The local-model set does not merely drift at world scale — it collapses structurally across all tested rows. The orchestrated path still matched the deterministic solver on every row.


Frontier Nuance

Two bounded frontier-anchor assessments show a different failure mode at the world rung. These are not clean shared-table benchmark rows — conditions are not identical to the local Ollama runs.

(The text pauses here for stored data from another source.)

PR #90, opened 2018-11-28
Session 07 PR

funnyletter:


students/rachel_s/session07/html_render.py
```diff
@@ -0,0 +1,157 @@
...
+            self.args = kwargs
+
+    def append(self, new_content):
+        self.contents.append(new_content)
+
+    def _indenter(self, cur_ind):
+        output = ''
+        for i in range(cur_ind):
+            output += self.indent
+        return output
```
hosungs, line 32: Minor: Maybe simpler to say `return self.indent * cur_ind`?

students/rachel_s/session07/html_render.py
```diff
@@ -0,0 +1,157 @@
...
+
+    def render(self, out_file, cur_ind=0):
+        out_file.write(self._indenter(cur_ind))
+        out_file.write(self._open_tag())
+        out_file.write('\n')
+        for item in self.contents:
+            try:
+                item.render(out_file, cur_ind=cur_ind+1)
```
hosungs, line 40: Good idea for indentation!

students/rachel_s/session07/html_render.py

Instance Cities Codex Frontier Claude Frontier Orch correct?
tsp-004 8 gap 0.0 gap 0.0 yes
tsp-005 10 gap 0.0 gap 0.0 yes
tsp-006 20 gap 0.0 gap 0.0 (contaminated) yes
tsp-007 50 not attempted gap 1,484.2 mi (12.8%) yes
tsp-008 100 8,761.4 mi vs heuristic 4,996.3 mi (7.5%) yes

Frontier models stay structurally valid far beyond the local set. Stronger frontier capability delays failure into quality drift rather than structural collapse. Even there, the solver-backed orchestrated path remains the authoritative answer.

What Changed At Scale

The Phoenix point survives the size increase, but the solver contract becomes more explicit:

Small (4–10 cities)

Brute-force exact search. The solver produces the optimal route. Direct model solving varies from exact to structurally invalid by model.

Medium (20 cities)

Held-Karp dynamic programming — still exact. Direct models stay valid but are worse than the exact answer.

Large (50 cities)

Deterministic heuristic. The solver is no longer globally optimal, but remains the professional optimization authority.

World (100 cities)

Deterministic heuristic. Local models collapse structurally. Frontier models drift in quality. The orchestrated path holds.

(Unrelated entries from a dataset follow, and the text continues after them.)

PR #91, opened 2018-11-29
Trigrams and mailroom pt 4 with unit tests (pytest)

ghost:


students/timm67/session04/trigrams.py
```diff
@@ -1,22 +1,179 @@
...
+                return None
+            while(line):
+                line = line.replace('--', ' ')
+                line = filter_trigram(line, exceptions)
+                if(len(line) == 0):
+                    try:
+                        line = fd.readline()
+                    except IOError:
+                        print("I/O Error with [{0}] readline".format(in_filename))
+                    continue
```
hosungs, line 83: Minor: This `if` block seems unnecessary...? If `len(line) == 0`, then it's EOF (end-of-file), and no more `.readline()` will be possible (maybe I'm wrong). No matter what, it'll just print the error message and continue anyway, so doesn't seem necessary.

students/timm67/session04/trigrams.py
```diff
@@ -1,22 +1,179 @@
...
+        key = (word_list[i], word_list[i+1])
+        if key in trigrams_dict.keys():
+            trigrams_dict[key].append(word_list[i+2])
+        else:
+            trigrams_dict[key] = [word_list[i+2]]
+
+
+def build_trigrams_list(words_list, trigrams_dict):
+    for line_list in words_list:
+        build_trigrams(line_list, trigrams_dict)
```
hosungs, line 28: Minor: This function doesn't seem to be called from anywhere, so it better be removed.

students/timm67/session05/mailroom_part4.py
```diff
@@ -0,0 +1,192 @@
...
+        donor_amt = input("Enter donation value: ")
+        try:
+            donor_amt = float(donor_amt)
+            break
+        except ValueError:
+            print("Please enter a numeric donation value")
+
+    # Not optimal for optimization via list comprehension
+    for donor in donors.keys():
+        if donor[0] == donor_fname and donor[1] == donor_lname:
```
hosungs, line 44: Your `donors` is a dict, but you are doing a sequential search (like on a list), which is not desired. I see that your keys are tuples, so you could have done something like the following:
```
if (donor_fname, donor_lname) in donors:
    donors[(donor_fname, donor_lname)].append(donor_amt)
else:
    donors[(donor_fname, donor_lname)] = [donor_amt]
```
Better than this is to use `defaultdict(list)` for `donors`, and just avoid the `else` part all together (no need to check `if` condition if `donors` is a `defaultdict`).

students/timm67/session05/mailroom_part4.py
```diff
@@ -0,0 +1,192 @@
...
+    print("[1] Send a Thank you to a single donor")
+    print("[2] Create a report")
+    print("[3] Send letters to all donors")
+    print("[9] Exit Mailroom")
+    pass
+
+
+def exit_mail():
+    global exitMail
+    exitMail = True
```
hosungs, line 161: Minor: Not very desirable to rely on a global variable. Could return some value and let the main loop receive/detect the special value for exit. Also could just `exit()` here.

students/timm67/session05/mailroom_test.py
```diff
@@ -0,0 +1,64 @@
...
+     ('Rex', 'Miller'): [20.00, 20.00, 5.00],
+     ('Tony', 'Blake'): [20.00, 20.00, 10.00]
+     }
+
+thankyou_file_list = []
+
+
+def test_report():
+    outlines = create_report_task()
+    assert(5 == len(outlines))
```
hosungs, line 31: No need to change, but it would have been better to check the content of the `outlines` list as well, not just the number of items.

students/timm67/session05/mailroom_test.py
```diff
@@ -0,0 +1,64 @@
...
+
+
+def test_thankyou_files():
+    global thankyou_file_list
+    thankyou_file_list = send_thankyou_multiple_donors_task()
+    for test_file in thankyou_file_list:
+        try:
+            test_file_path = Path(test_file)
+            assert(test_file_path.is_file())
```
hosungs, line 40: No need to change, but it'd be better to check the content of the generated files, not just checking the file. Also, I'm not sure if you remove all these files after each test is run, because previously generated files might be visible here, when potential new code change might break the functionality.

hosungs (approved):
Glad to see your progress. I think your `session05/mailroom_part4.py` can be considered for both session 5 (which is mailroom part 3) and session 6 (which is part 4). Please do make sure to submit the files on both Canvas assignments so that TA can grade them both.

I'll merge/close this PR, so that your new code for session 7 & 8 will not pile up here. Thanks.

The important systems lesson stays the same: correctness or optimization policy belongs in the solver path. The model should classify, route, and explain.

Failure Mode Shift

At world scale, the failure split becomes especially clear:

Local models

structural collapse — Drop cities, produce invalid tours. The route itself is unusable.

Frontier models

quality drift — Remain structurally valid but diverge materially from the deterministic heuristic baseline.

The architectural conclusion survives both regimes. Stronger models delay failure — they do not eliminate the need for solver-backed design.